## Your task
Among the entries, find the lines with the string "workspaces" and copy them.

* * * * * * *

PR #3555, opened 2016-12-28
Minor dockerfiles fixes

l0rd:
Signed-off-by: Mario Loriedo <mloriedo@redhat.com>

### What does this PR do?
- Update Dockerfile.centos
- Remove parameter on all calls to `build` function (because it's not used)
- Avoid building twice `lib` folder in script `build-all.sh`
- Fix formatting in `cmd_debug.sh`


TylerJewell (approved):

benoitf:
I would keep arguments to build command as we may need it in the future if we add some enhancements

l0rd:
@benoitf I would add arguments to build command if/when build command will use them. Not before.

benoitf (approved):

Issue #3082, opened 2016-11-16
Reduce amount of calls on get workspaces API call 


garagatyi:
Now get workspaces API `/api/workspace` returns list of all users workspaces. Each workspace in this list contains runtime object. Each runtime object contains description of all docker machines in a workspace. This means that on each request to get list of workspaces we make big amount of requests to different backends (RDB, Docker API).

* * * * * * *

## Output of the exercise
Reduce amount of calls on get workspaces API call 
Now get workspaces API `/api/workspace` returns list of all users workspaces. Each workspace in this list contains runtime object. Each runtime object contains description of all docker machines in a workspace. This means that on each request to get list of workspaces we make big amount of requests to different backends (RDB, Docker API).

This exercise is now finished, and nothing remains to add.